First of all, neither of my grandmothers would have recognized tofu, but that reflects their ethnically European origins. Second of all, vegan recipes often seem full of animal product analogues--soy cheeses, soy milks, cashew cheese, Boca burgers, and wheat gluten 'chicken'. Here's the list of ingredients for Tofutti Mozzarella Soy-Cheese Slices (TM) Water, Partially Hydrognated Soy Bean Oil, Tofu, Soy Protein, Carrageenan, Maltodextrin, Vinegar, Calcium Phosphate, Potato Flakes, Salt, Guar and Carob Bean Gums, Nondairy Lactic Acid, Adipic Acid, Dairy Free Mozzarella Cheese Flavor (derived from vegetable source) Natural Color and Potassium Sorbate. It is, I would say, as processed and commercial a product as KFC. With the important distinction that no animal products were killed in the making. And this is an important distinction. But it's a scary list.
We all have rules about what we eat, about what is strange and what is not. Those rules are deeply embedded in our sense of who we are. When I lived in China, the thinks that were most fundamentally disorienting were language, of course, food, and manners. (We think our manners make sense, but honestly, they don't--but that's another post.) We are most comfortable when our food choices are reinforced by the people around us. Food choice is often a source of rebellion.

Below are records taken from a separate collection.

PR #2046, opened 2021-06-01
fix(deps): update mongoose to 5.12.12, update model types

karrui:
## Problem

This PR updates `mongoose` to 5.12.12 and updates the types of our models due to having better mongoose types available now.

### DIFF
--- a/src/types/submission.ts
+++ b/src/types/submission.ts
@@ -83,7 +83,7 @@ export interface IEmailSubmission extends ISubmission {
   getWebhookView(): null
 }
 
-export type IEmailSubmissionSchema = IEmailSubmission & ISubmissionSchema
+export interface IEmailSubmissionSchema extends IEmailSubmission, Document {}
 
 export interface IEncryptedSubmission extends ISubmission {
   recipientEmails: never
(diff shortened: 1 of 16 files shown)


src/types/submission.ts
```diff
@@ -83,7 +83,7 @@ export interface IEmailSubmission extends ISubmission {
   getWebhookView(): null
 }
 
-export type IEmailSubmissionSchema = IEmailSubmission & ISubmissionSchema
+export interface IEmailSubmissionSchema extends IEmailSubmission, Document {}
```
mantariksh, line 86: how does this make a difference?

mantariksh (approved):

src/types/submission.ts
karrui: no real difference, could be the same as 

```ts
export type IEmailSubmissionSchema = IEmailSubmission & Document
```

Just needed to ensure no double typing i guess (since `IEmailSubmission` already extends `ISubmission`, but `ISubmissionSchema` extends `ISubmission` and `Document` again)

(But since it was prefixed with `I` I thought to make it an interface (and also all our schemas are interfaces for adding of instance and model methods) for consistency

I'm going to keep doing this, at least for awhile. I've lost two pounds, which is part of it. I feel better--simple carbs make me sleepy and a little dull. And I feel better about my carbon footprint, and all that. I reserve the right to go out and get a hamburger for lunch if I want to. And to eat vegan for dinner if I want to. And frankly, I don't mind if you eat meat. Even for breakfast.